This is a workflow to demonstrate how users utilize the Intel’s hardware (Cascade Lake or above) and related optimized software to perform cloud training and inference on Amazon Sagemaker platform. The main software packages used here are: HuggingFace, Amazon SageMaker, Intel Optimized TensorFlow and Intel Neural Compressor
This workflow ultilizes the infracsture provided by the Amazon. There are two versions provided by this workflow - EKS and SageMaker.
The uncased BERT base model is used to demonstrate this workflow.

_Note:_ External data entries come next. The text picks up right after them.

PR #2671, opened 2026-07-23
feat: Detect type conflicts when adding intermediate fields

taylor-swanson:
#### 1. What does this PR do?

- When loading schemas, the scripts can now detect situations where either an intermediate field overwrites another field of a different type, or when a leaf field overwrites an intermediate field of a different type.

- Not applicable

- Catches situations where type conflicts will cause an invalid mapping exception to occur in Elasticsearch.

- N/A, internal tooling improvement. Exception produced is self-documenting.

```
ValueError: Type conflict detected when adding intermediate field 'domain' (adding: object, existing: keyword)

ValueError: Type conflict detected when adding leaf field 'domain' (adding: keyword, existing: object)
```

- No changes to schema

- New tests added, all passing.

- N/A

---

#### Commit Message

- When loading schemas, the scripts can now detect situations where either an intermediate field overwrites another field of a different type, or when a leaf field overwrites an intermediate field.

---

## Related

- Closes elastic/security-team#17913


scripts/schema/loader.py
```diff
@@ -189,17 +189,23 @@ def nest_fields(field_array: List[Field]) -> Dict[str, Dict[str, FieldEntry]]:
             # Respect explicitly defined object fields
             if 'type' in field_details and field_details['type'] in ['object', 'nested']:
                 field_details.setdefault('intermediate', False)
-            else:
+            elif 'type' not in field_details:
                 field_details.setdefault('type', 'object')
                 field_details.setdefault('name', '.'.join(parent_fields[:idx + 1]))
                 field_details.setdefault('intermediate', True)
+            else:
+                msg = f"Type conflict detected when adding intermediate field '{level}' (adding: object, existing: {field_details['type']})"
```
trisch-me, line 197: so this basically triggers when `'type' in field_details` but type is not object?

taylor-swanson: Sorry, missed this comment somehow.

That's the idea. It's to prevent situations where something like this is defined:

```yaml
- name: foo.bar
  type: keyword
- name: foo
  type: keyword
```

`foo` gets created as an "intermediate" object field but then the second `foo` gets added as a keyword.

trisch-me: Yes, I wanted to unwind the if structure
```
if 'type' in field_details and field_details['type'] in ['object', 'nested’]:
elif 'type' not in field_details:
else: <-- type IS in field_details but it’s not object
```

trisch-me (approved):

bert-base-uncased-config = {
"architectures": [
"BertForMaskedLM"
],
"attention_probs_dropout_prob": 0.1,
"gradient_checkpointing": false,
"hidden_act": "gelu",
"hidden_dropout_prob": 0.1,
"hidden_size": 768,
"initializer_range": 0.02,
"intermediate_size": 3072,
"layer_norm_eps": 1e-12,
"max_position_embeddings": 128,
"model_type": "bert",
"num_attention_heads": 12,
"num_hidden_layers": 12,
"pad_token_id": 0,
"position_embedding_type": "absolute",
"transformers_version": "4.21.1",
"type_vocab_size": 2,
"use_cache": true,
"vocab_size": 30522
}
Microsoft Research Paraphrase Corpus is used as the dataset for training and testing.
Type | Format | Rows |
---|---|---|
Training Dataset | HuggingFace Dataset | 3668 |
Testing Dataset | HuggingFace Dataset | 1725 |
Name | Description |
---|---|
CPU | Intel CPU - Cascade Lake or above |
Usable RAM | 16 GB |
Disk Size | 256 GB |
Docker is required to start this workflow. You will also need AWS credentials and the related AWS CLI installed on the machine to push data/docker image to the Amazon ECR.

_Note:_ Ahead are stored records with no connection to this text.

PR #2680, opened 2026-08-04
[RFC 0057] Propose service.namespace field

adrianchen-es:
#### 1. What does this PR do?

Adds a new Proposal RFC (0057) for `service.namespace`, a keyword field that groups related `service.name` values under a common owner, such as a team, product line, or business unit.

- `service.namespace` (new): groups services by owning team, product, or business unit. Level: extended. Type: keyword. Target maturity: beta.

Mirrors OpenTelemetry's stable `service.namespace` resource attribute. ECS already has equivalents for the other two members of OTel's service identity triplet (`service.name`, and `service.node.name` for `service.instance.id`), so this closes the remaining gap. Because it's added to the base `service` group, it's also automatically available at `service.origin.namespace` and `service.target.namespace`.

Teams have no standard way to group services by ownership today. The closest existing field, `service.type`, describes what kind of service something is (`elasticsearch`, `nginx`), not who owns it, and one namespace commonly contains several different `service.type` values. Some teams already repurpose `service.type` for grouping as a workaround when it isn't otherwise in use, but that breaks the moment they also need to distinguish actual service types. `service.namespace` gives the grouping use case, and OTel/EDOT producers that already emit this resource attribute, a proper field to land in.

N/A. Documentation is within the RFC itself and the schema YAML (`rfcs/text/0057/service.yml`).

NO. This PR adds only an RFC and proposed schema YAML, no changes to `schemas/` or `generated/`.

NO. RFC-only change, no schema or code modifications.

- Target maturity is beta. The field's shape and meaning are a direct match to a stable OTel attribute, not a new concept, so the open question is integration coverage rather than definition. Same reasoning RFC 0055 used for `vulnerability.status`.
- The Concerns section addresses the `service.type` workaround directly, plus why `group.*` doesn't fit (scoped to user/process, not service), why this doesn't overlap with `service.environment`, and the naming similarity to (but non-conflict with) `data_stream.namespace`.
- No existing Elastic integration populates this field yet. Source data examples show three realistic ways it could be populated: OTel/EDOT resource attributes directly, a Kubernetes namespace copied over by a pipeline processor, and an AWS ECS task tag.

---

#### Commit Message

```
[RFC 0057] Propose service.namespace field

Adds a Proposal RFC for service.namespace, a keyword field grouping
related service.name values by team, product line, or business unit.
Mirrors OpenTelemetry's stable service.namespace resource attribute,
closing the gap left by ECS already having equivalents for the other
two identity attributes (service.name, and service.node.name for
service.instance.id).

Addresses the recurring ask to group services meaningfully without
repurposing service.type, which describes what kind of service
something is rather than who owns it.
```

### DIFF
--- a/rfcs/text/0057/service.yml
+++ b/rfcs/text/0057/service.yml
@@ -6,7 +6,7 @@
       type: keyword
       short: Namespace grouping service.name values by team, product, or business unit.
       beta: This field is beta and subject to change.
-      example: shop
+      example: elastiflix
       description: >
         A namespace for `service.name`.
 
@@ -18,10 +18,21 @@
         than by individual name, and disambiguates `service.name` values
         that are reused across different groups.
 
-        `service.namespace` is independent of `service.environment`.
-        Namespace identifies who owns a service; environment identifies
-        which deployment stage a running instance is in. The two can be
-        combined, for example the same namespace running in both
-        `production` and `staging`.
+        `service.namespace` is different from `service.type`. Take the
+        Elasticsearch cluster behind a streaming application called
+        Elastiflix: `service.namespace` is `elastiflix`, `service.name`
+        is `elastiflix-es`, and `service.type` is `elasticsearch`. The
+        API and web frontend that make up the rest of Elastiflix share
+        that same `service.namespace`, but carry their own `service.name`
+        and `service.type` values. Namespace says which application or
+        team a service belongs to, type says what the service is built
+        on, and one `service.type` such as `elasticsearch` can appear
+        under many different namespaces.
+
+        `service.namespace` is also independent of `service.environment`.
+        The Elastiflix Elasticsearch cluster above could have
+        `service.environment` set to `development`, and the same
+        `service.namespace` and `service.name` would apply just as well
+        if that cluster were running in `production`.
       otel:
         - relation: match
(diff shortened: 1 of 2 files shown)


trisch-me (approved):
Thank you for adding it, LGTM

rfcs/text/0057/service.yml
```diff
@@ -0,0 +1,27 @@
...
+
+        Namespace distinguishes a group of related services, for example
+        the team, product line, or business unit that owns them. Unlike
+        `service.name`, which identifies one service, `service.namespace`
+        identifies the group it belongs to. This lets services be
+        filtered, dashboarded, or access-controlled by owning group rather
+        than by individual name, and disambiguates `service.name` values
+        that are reused across different groups.
+
+        `service.namespace` is independent of `service.environment`.
```
trisch-me: could you please add also difference to the `service.type` with examples?

adrianchen-es: Added a worked example using Elastiflix. On the Elasticsearch cluster behind it: `service.namespace: elastiflix`, `service.name: elastiflix-es`, `service.type: elasticsearch`, `service.environment: development`. The API and web frontend share the same `service.namespace` but get their own `service.name`/`service.type`, which is what separates namespace (which application/team) from type (what the service is built on). Updated in both the field description and the Concerns section.

adrianchen-es:
@trisch-me , anything else you wanted addressed?

trisch-me:
@taylor-swanson could you please check this PR

taylor-swanson (approved):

For setting up the AWS credential account, you may refer to the following link:
https://aws.amazon.com/account/
For configuring the AWS credentials, you may refer to the following link:
https://docs.aws.amazon.com/cli/latest/userguide/cli-chap-configure.html
- Clone the repository
git clone https://github.com/intel/NLP-Workflow-with-AWS.git
cd NLP-Workflow-with-AWS
- Build the docker image to prepare the environment for running the Juypter notebooks.
cd scripts
sh build_main_image.sh
Use the built docker image (by build_main_image.sh) to run the Juypter notebooks. Execute the following command:
cd scripts
sh start_script.sh
After starting the container (i.e. executing the step in 'Usage'), execute the following command in the interactive shell.
cd /root/notebooks
jupyter notebook --allow-root
Start the notebook that is named as training and eks/sagemaker.
After starting the container (i.e. executing the step in 'Usage'), execute the following command in the interactive shell.
cd /root/notebooks
jupyter notebook --allow-root
Start the notebook that is named as inference and eks/sagemaker.